#### [Task statement]
Locate all lines in the data below that hold "push" and show them.
□ □ □ □ □ □ □
PR #603, opened 2026-06-16
feat(orchestration): refined and simplified model delegation rules

krzysztofreczek:
## Problem

When a proprietary model (e.g. Claude Sonnet) is configured as orchestrator in multi-model mode, it performs all work inline and never spawns sub-agents.

The orchestrator system prompt shows "No capability information available for this model" in the Your Capabilities section. Without role information, the model has no signal for what to delegate vs do itself, so it defaults to doing everything.

Root cause: proprietary models are marked as "ignored" in MODEL_CAPABILITIES to exclude them from OSS subagent routing. But the same registry is used to resolve orchestrator capabilities. An "ignored" model used as orchestrator gets zero role/tier metadata in the prompt.

A secondary issue compounds the problem: even when role metadata IS present, the orchestration prompt uses conditional rules ("if plan is in your roles, write it yourself; otherwise delegate") that require the LLM to evaluate its own state. Benchmark sessions show models (including kimi-k2.6) hallucinating roles they don't have and writing plans in-process instead of delegating.

### 1. Custom model metadata for external models

Models can now carry custom metadata (tier, description, vision) stored in the `modelMetadata` key of settings.json, separate from role assignments. This gives the orchestrator the routing information it needs regardless of whether the model exists in the builtin registry:

```json
{
  "modelRoles": {
    "planner": "kimchi-dev/claude-opus-4-6",
    "builder": ["kimchi-dev/minimax-m2.7", "kimchi-dev/claude-sonnet-4-6"]
  },
  "modelMetadata": {
    "kimchi-dev/claude-opus-4-6": {
      "tier": "heavy",
      "description": "Use for complex tasks and planning"
    }
  }
}
```

Without custom metadata, external models default to `standard` tier, `vision: false`, and an auto-generated description based on assigned roles. Metadata can also be managed interactively via `/multi-model` -> "Edit model metadata".

### 2. Model roles decoupled from capabilities

Default model-to-role assignment is now a hardcoded mapping (`DEFAULT_MODEL_ROLES`) instead of being dynamically derived from per-model capability metadata. This removes the dependency on the builtin registry for role resolution. A new **researcher** role is added for tasks beyond the codebase (web search, documentation lookup).

### 3. Replace conditional orchestration rules with direct DO/DONT directives

Instead of generic rules the model must interpret ("if a step matches your roles, do it yourself"), the system prompt now generates **per-phase directives** computed from the resolved role configuration:

- When the orchestrator does NOT have the planner role: "DO NOT write the plan yourself. Delegate to Agent(type: Plan, model: kimchi-dev/claude-opus-4-6)."
- When it DOES have the planner role: "DO write the plan yourself."

Applied to all pipeline phases (plan, build, review, explore, research). The model reads facts and follows instructions -- it does not evaluate conditions.

### 4. Your Capabilities section generates direct statements

Instead of a terse `Roles: orchestrator, reviewer` line that the model must cross-reference against rules, the capabilities section now generates explicit statements per role:

```
You have these roles: reviewer, researcher. You are allowed to perform
this work yourself, but delegate to a team member when one is better
suited for the task.

- You do not have the planner role. Do not perform planner work yourself.
  Delegate to Agent(type: "Plan") using: kimchi-dev/claude-opus-4-6.
- You do not have the builder role. Do not perform builder work yourself.
  Delegate to Agent(type: "Builder") using: kimchi-dev/minimax-m2.7, ...
```

### 5. System prompt reordering

Moved "Your Team" and "Your Capabilities" to the top of the system prompt (right after intro), followed by orchestration instructions. The model sees who it is and what it can/cannot do before reading any rules.

## Benchmark validation

All three configurations tested on the same task (greenfield Go REST API, layered architecture, 5 CRUD endpoints, service tests):

| | S29: kimi orch, opus planner | S30: kimi orch + planner (default) | S31: opus orch + planner + reviewer |
|---|---|---|---|
| **Plan** | Delegated to opus | Written by kimi in-process | Written by opus in-process |
| **Correct?** | Yes — kimi lacks planner role, delegated | Yes — kimi has planner role, wrote itself | Yes — opus has planner role, wrote itself |
| **Build** | 4x minimax | 3x minimax (1 retry) | 3x minimax (1 abort, recovered) |
| **Review** | Delegated to minimax | Delegated to minimax | Delegated to opus (fresh context) |
| **Review correct?** | Yes | Yes | Yes — delegated despite having reviewer role |
| **Duration** | 15m 30s | 13m 34s | 12m 33s |
| **Cost** | $2.24 | $0.89 | n/a (test pricing) |
| **Tests passing** | 21 | 35 | 46 |

Key findings:
- **Planning delegation fixed.** S29 proves the core bug is resolved — kimi-k2.6 delegates planning to opus on Turn 1 instead of hallucinating "I have planner role." Before the fix, all benchmark runs had kimi writing plans itself.
- **Directives work both ways.** S30 and S31 confirm that when the orchestrator HAS the planner role, it writes the plan in-process without unnecessary delegation.
- **Review always delegated.** All three sessions delegated review to a fresh-context agent — including S31 where opus has the reviewer role.

## Test plan

- [x] Metadata storage: load, save, delete, cache invalidation, round-trip (34 tests)
- [x] Role parsing and validation with string-only assignments (47 tests)
- [x] Metadata editor UI: formatting, equality, wizard flow (28 tests)
- [x] Prompt rendering: DO/DONT directives, capabilities section, team section (27 tests)
- [x] Model switching with metadata wizard integration (37 tests)
- [x] Model registry invariants without roles field (36 tests)
- [x] System prompt section ordering (5 tests)

Closes #0

### DIFF
--- a/src/extensions/model-switch.ts
+++ b/src/extensions/model-switch.ts
@@ -44,18 +44,18 @@ let isRevertingModel = false
 let sessionSkippedModels = new Set<string>()
 
 /** Models the user has permanently skipped the metadata wizard for. */
-let permanentlySkippedModels: Set<string> | undefined
+let sessionWideSkippedModels: Set<string> | undefined
 
-function getPermanentlySkippedModels(): Set<string> {
-	if (permanentlySkippedModels) return permanentlySkippedModels
+function getSessionWideSkippedModels(): Set<string> {
+	if (sessionWideSkippedModels) return sessionWideSkippedModels
 	// No persistent skip list yet — could be added to settings.json later
-	permanentlySkippedModels = new Set<string>()
-	return permanentlySkippedModels
+	sessionWideSkippedModels = new Set<string>()
+	return sessionWideSkippedModels
 }
 
 function shouldShowMetadataWizard(ref: string): boolean {
 	if (sessionSkippedModels.has(ref)) return false
-	if (getPermanentlySkippedModels().has(ref)) return false
+	if (getSessionWideSkippedModels().has(ref)) return false
 	return isModelMetadataMissing(ref)
 }
 
@@ -80,32 +80,39 @@ export function getModelTier(
 	return (caps as { tier: ModelTier }).tier
 }
 
-interface WizardUI {
-	ui: {
-		select(label: string, options: string[]): Promise<string | undefined>
-		input(label: string, defaultValue?: string): Promise<string | undefined>
-		notify(message: string, type: "info" | "warning" | "error"): void
-	}
+interface MetadataWizardUI {
+	select(label: string, options: string[]): Promise<string | undefined>
+	input(label: string, defaultValue?: string): Promise<string | undefined>
+	notify(message: string, type: "info" | "warning" | "error"): void
 }
 
-async function promptAndSaveMetadata(ref: string, ctx: WizardUI): Promise<void> {
-	const wizardChoice = await ctx.ui.select(
+function asWizardUI(ctx: { ui?: Partial<MetadataWizardUI> }): MetadataWizardUI | undefined {
+	const ui = ctx.ui
+	if (!ui) return undefined
+	if (typeof ui.select !== "function" || typeof ui.input !== "function" || typeof ui.notify !== "function") {
+		return undefined
+	}
+	return ui as MetadataWizardUI
+}
+
+async function promptAndSaveMetadata(ref: string, ui: MetadataWizardUI): Promise<void> {
+	const wizardChoice = await ui.select(
 		`${ref}\nThis model has no metadata (tier, description, vision).\nSpecifying metadata will improve orchestration.`,
-		["Configure now", "Skip this time", "Skip permanently"],
+		["Configure now", "Skip this time", "Skip for this session"],
 	)
 
 	if (wizardChoice === "Skip this time") {
 		sessionSkippedModels.add(ref)
 		return
 	}
-	if (wizardChoice === "Skip permanently") {
+	if (wizardChoice === "Skip for this session") {
 		sessionSkippedModels.add(ref)
-		getPermanentlySkippedModels().add(ref)
+		getSessionWideSkippedModels().add(ref)
 		return
 	}
 	if (wizardChoice !== "Configure now") return
 
-	const existing = resolveModelMetadata(ref) ?? undefined
+	const existing = resolveModelMetadata(ref)
 	const existingMeta: ModelCustomMetadata | undefined = existing
 		? { tier: existing.tier, description: existing.description, vision: existing.vision }
 		: undefined
@@ -116,7 +123,7 @@ async function promptAndSaveMetadata(ref: string, ctx: WizardUI): Promise<void> 
 	} else {
 		tierOptions.push("skip")
 	}
-	const tierChoice = await ctx.ui.select(
+	const tierChoice = await ui.select(
 		`${ref}\nSpecifying metadata will improve orchestration.\nTier - what capability level is this model?`,
 		tierOptions,
 	)
@@ -133,7 +140,7 @@ async function promptAndSaveMetadata(ref: string, ctx: WizardUI): Promise<void> 
 	} else {
 		visionOptions.push("skip")
 	}
-	const visionChoice = await ctx.ui.select(`${ref}\nVision support - can this model process images?`, visionOptions)
+	const visionChoice = await ui.select(`${ref}\nVision support - can this model process images?`, visionOptions)
 	if (!visionChoice) return
 	const vision = visionChoice.startsWith("keep current")
 		? existingMeta?.vision
@@ -142,7 +149,7 @@ async function promptAndSaveMetadata(ref: string, ctx: WizardUI): Promise<void> 
 			: visionChoice === "yes"
 
 	const descDefault = existingMeta?.description ?? ""
-	const descInput = await ctx.ui.input(`${ref}\nDescription - when should this model be used? (optional):`, descDefault)
+	const descInput = await ui.input(`${ref}\nDescription - when should this model be used? (optional):`, descDefault)
 	if (descInput === undefined) return
 	const description = descInput.trim() || existingMeta?.description || undefined
 
@@ -155,7 +162,7 @@ async function promptAndSaveMetadata(ref: string, ctx: WizardUI): Promise<void> 
 		const map = new Map<string, ModelCustomMetadata>()
 		map.set(ref, config)
 		saveModelMetadata(map)
-		ctx.ui.notify(`Metadata saved for ${ref}.`, "info")
+		ui.notify(`Metadata saved for ${ref}.`, "info")
 	}
 }
 
@@ -366,9 +373,12 @@ export default function modelSwitchExtension(pi: ExtensionAPI) {
 
 		// Metadata wizard for models without tier/description/vision
 		if (event.source === "set" && event.model && ctx.hasUI) {
-			const selectedRef = `${event.model.provider}/${event.model.id}`
-			if (shouldShowMetadataWizard(selectedRef)) {
-				await promptAndSaveMetadata(selectedRef, ctx as unknown as WizardUI)
+			const wizardUI = asWizardUI(ctx)
+			if (wizardUI) {
+				const selectedRef = `${event.model.provider}/${event.model.id}`
+				if (shouldShowMetadataWizard(selectedRef)) {
+					await promptAndSaveMetadata(selectedRef, wizardUI)
+				}
 			}
 		}
 	})
--- a/src/extensions/model-switch.ts
+++ b/src/extensions/model-switch.ts
@@ -9,6 +9,12 @@ import {
 	resolveContextTokens,
 	sessionHasImages,
 } from "./model-guard.js"
+import {
+	type ModelCustomMetadata,
+	isModelMetadataMissing,
+	resolveModelMetadata,
+	saveModelMetadata,
+} from "./orchestration/model-metadata.js"
 import { MODEL_CAPABILITIES } from "./orchestration/model-registry/builtin-models.js"
 import type { ModelTier } from "./orchestration/model-registry/types.js"
 import { splitModelRef } from "./orchestration/model-roles.js"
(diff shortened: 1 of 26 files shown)


kodburn:
Can we compare the cost and duration with a single model mode? I think that should be the baseline, instead of opus.

src/extensions/orchestration/model-metadata.ts
```diff
@@ -0,0 +1,216 @@
...
+		if (!meta || typeof meta !== "object" || Array.isArray(meta)) return result
+
+		for (const [ref, value] of Object.entries(meta)) {
+			if (typeof ref !== "string" || !ref.trim()) continue
+			const entry = validateMetadataEntry(value)
+			if (entry) result.set(ref.trim(), entry)
+		}
+	} catch {
+		// settings.json absent or unreadable — return empty map
+	}
```
pmateusz, line 87: Non-blocking note: this is not something this PR needs to solve, but it exposes a broader harness gap. When settings are malformed or partially ignored, we do not surface that to the user, and exported troubleshooting sessions also do not record that config failed to load or validate. That makes features appear silently broken rather than diagnosable.

src/extensions/orchestration/model-metadata.ts
```diff
@@ -0,0 +1,216 @@
...
+	const description = typeof obj.description === "string" ? obj.description : undefined
+	const vision = typeof obj.vision === "boolean" ? obj.vision : undefined
+
+	// Entry must have at least one valid field
+	if (tier === undefined && description === undefined && vision === undefined) {
+		return undefined
+	}
+
+	return { tier, description, vision }
+}
```
pmateusz, line 103: Nit / optional: we already have TypeBox available, and a schema could document the accepted metadata shape. It is not a drop-in replacement for the current helper though: the current code does field-level salvage, e.g. `{ tier: "bad", description: "ok" }` becomes `{ description: "ok" }`. A TypeBox-only check would either reject that object or still need a projection step to drop invalid fields. If we keep the current tolerant semantics, the explicit helper may be clearer.

src/extensions/orchestration/model-roles-command.ts
```diff
@@ -49,23 +62,239 @@ export function isEqualAssignment(a: RoleModelAssignment, b: RoleModelAssignment
...
+
+// ---------------------------------------------------------------------------
+// Custom toggle-select component (space to toggle, cursor preserved)
+// ---------------------------------------------------------------------------
+
+interface ToggleSelectResult {
+	selected: Set<string>
+	cancelled: boolean
+	addCustom: boolean
+}
```
pmateusz, line 237: Could we move this toggle-select component next to the other shared UI components? It is substantial enough that keeping it inline in the command makes the command harder to scan, and moving it would make it easier to find, test, and reuse if another command needs multi-select behavior.

src/extensions/model-switch.ts
```diff
@@ -45,6 +80,92 @@ export function getModelTier(
 	return (caps as { tier: ModelTier }).tier
 }
 
+interface MetadataWizardUI {
+	select(label: string, options: string[]): Promise<string | undefined>
+	input(label: string, defaultValue?: string): Promise<string | undefined>
+	notify(message: string, type: "info" | "warning" | "error"): void
+}
```
pmateusz, line 87: We already have the shared questionnaire form/reducer for structured user prompts. Did you consider reusing that flow here, or extracting a shared metadata-question helper? The same tier/vision/description wizard now exists in both `model-switch.ts` and `/multi-model`, so the behaviors can drift over time. I wonder if there is some friction/obstacles preventing reuse.

src/extensions/prompt-construction/prompt-enrichment.ts
```diff
@@ -499,6 +505,7 @@ export default function (skillPaths: string[]) {
 
 			const mode: PromptMode = subagentMode ? "subagent" : multiModelEnabled ? "orchestrator" : "single"
 			const roles = mode === "orchestrator" ? getModelRoles() : undefined
```
pmateusz, line 517: This looks like it drops custom metadata for external orchestrators. `customConfigs` is keyed by the full model ref (`anthropic/claude-opus-4-6`), but this same prompt build still passes `getOrchestratorModelId()` (`claude-opus-4-6`) as the current model. Downstream `resolveModelMeta()` does `customConfigs.get(ref)`, so **Your Capabilities** section will miss the user-provided tier/description/vision for the current orchestrator.

It would be helpful to fix this in the test driven way.

src/extensions/orchestration/orchestration-instructions.ts
```diff
@@ -235,21 +198,210 @@ A plan is "good" when an independent model can build from it without asking ques
...
+		)
+	}
 
-	const orchGuidelines = buildOrchestrationGuidelinesSection(ctx.currentModelId, ctx.registry)
-	if (orchGuidelines) parts.push(orchGuidelines)
+	return lines.join("\n")
+}
+
+function buildBuildPhaseDirectives(ctx: PhaseDirectiveContext): string {
+	const lines: string[] = []
```
pmateusz, line 258: This directive seems to contradict the tier semantics introduced by the PR. Above, complex chunks are defined as requiring a heavy-tier Builder, and the README says the orchestrator should use heavy models for complex work. But this line tells it to use a standard-tier Builder by default and only use heavy after a standard-tier model has already failed.

That means the new `tier` metadata will not actually route complex build chunks to the heavy model on the first attempt. Could we make this explicit instead: simple chunks use the lightest suitable light/standard builder, complex chunks use a heavy-tier builder, and retries may escalate when the first choice fails?

src/extensions/orchestration/model-ref-utils.ts
```diff
@@ -0,0 +1,21 @@
...
+	return slashIdx >= 0 ? ref.slice(slashIdx + 1) : ref
+}
+
+/**
+ * Extract provider and model ID from a "provider/model-id" string.
+ * Returns undefined if the string doesn't contain a slash.
+ */
+export function splitModelRef(ref: string): { provider: string; modelId: string } | undefined {
+	const slashIdx = ref.indexOf("/")
+	if (slashIdx <= 0) return undefined
```
pmateusz, line 17: `splitModelRef()` accepts `"provider/"` as valid because it only checks that the slash is not the first character. `/multi-model` uses this as the validation gate before saving custom refs, so a user can persist an unusable model ref with an empty model ID.

Could we require both sides to be non-empty, e.g. return undefined when `provider.trim()` or `modelId.trim()` is empty? The existing test that expects `"provider/"` to parse should flip to `undefined`.

src/extensions/orchestration/model-roles-command.ts
```diff
@@ -280,6 +505,77 @@ export function registerModelRolesCommand(pi: ExtensionAPI): void {
...
+
+				const hasCustomOverride = existing?.source === "custom"
+				const actionOptions = hasCustomOverride ? ["Edit", "Reset to defaults", "Cancel"] : ["Edit", "Cancel"]
+				const action = await ctx.ui.select(`${ref} — metadata`, actionOptions)
+				if (!action || action === "Cancel") return
+
+				if (action === "Reset to defaults") {
+					deleteModelMetadata(ref)
+					ctx.ui.notify(`Custom metadata removed for ${ref}.`, "info")
+					return
```
pmateusz, line 627: The automatic metadata wizard only saves when at least one field was provided, but this manual editor path saves the returned object unconditionally.

`collectModelMetadata()` returns `undefined` when the user cancels, but it returns `{}` when the user completes the form while skipping every optional field (`tier: skip`, `vision: skip`, empty description). Since `{}` is truthy, this path writes an empty metadata entry:

```json
{
  "modelMetadata": {
    "some/model": {}
  }
}
```

`loadModelMetadata()` later ignores entries with no valid fields, so this saved object has no effect: the model still behaves as missing metadata, but the settings file now contains stale clutter.

Suggested fix: use the same non-empty guard as the automatic wizard path, and optionally notify when nothing was saved:

```ts
const metadata = await collectModelMetadata(ref, existingMeta, ctx)
if (!metadata || Object.keys(metadata).length === 0) {
	ctx.ui.notify(`No metadata saved for ${ref}.`, "info")
	return
}

const map = new Map<string, ModelCustomMetadata>()
map.set(ref, metadata)
saveModelMetadata(map)
ctx.ui.notify(`Metadata saved for ${ref}.`, "info")
```

pmateusz (approved):

src/extensions/orchestration/orchestration-instructions.ts
krzysztofreczek: Fixed in 700513a. Rewrote the build-phase directive in buildBuildPhaseDirectives() to align with the new tier model: 'Simple chunks use a standard-tier Builder; complex chunks (concurrency, state machines, algorithms) require a heavy-tier Builder. Retries may escalate to a heavier tier when the first choice fails.' Regression test added in orchestration-instructions.test.ts (Build phase directive — complex-chunk tier routing).

src/extensions/orchestration/model-roles-command.ts
krzysztofreczek: Fixed in 700513a. Extracted a small hasMetadataContent() predicate and wired it into both the auto-wizard and the manual editor paths in /multi-model. The manual editor now guards on Object.keys(metadata).length === 0 in addition to undefined, and notifies 'No metadata saved for X.' when nothing was filled in. Three regression tests added in model-roles-command.test.ts covering undefined, {}, and the populated cases.

src/extensions/prompt-construction/prompt-enrichment.ts
krzysztofreczek: Fixed in 700513a. Added a lookupCustomConfig() helper in orchestration-instructions.ts that falls back to scanning customConfigs by bare model id when the direct full-ref lookup misses — so resolveModelMeta() now finds the orchestrator's own metadata regardless of which form of the ref the caller passes. Regression test added in orchestration-instructions.test.ts (orchestrator custom metadata is not dropped when currentModelId is a bare model id).

src/extensions/orchestration/model-ref-utils.ts
krzysztofreczek: Fixed in 700513a. splitModelRef() now requires both the provider and the model id to be non-empty (after trim); 'provider/' and 'provider/   ' both return undefined. The existing test in model-roles-command.test.ts that expected 'provider/' to parse as { provider, modelId: '' } has been flipped, and two new regression tests were added in model-roles.test.ts covering both the empty and whitespace-only cases.

src/extensions/model-switch.ts
krzysztofreczek: I will give it a try 👍

src/extensions/orchestration/model-metadata.ts
krzysztofreczek: Great idea, I will give it a try 👍

krzysztofreczek: https://github.com/getkimchi/kimchi/pull/603/changes/92e15350505f37e3d226114f83bd4979f079e96d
□ □ □ □ □ □ □
#### [Response to this exercise]
 		tierOptions.push("skip")
 		visionOptions.push("skip")
-	if (orchGuidelines) parts.push(orchGuidelines)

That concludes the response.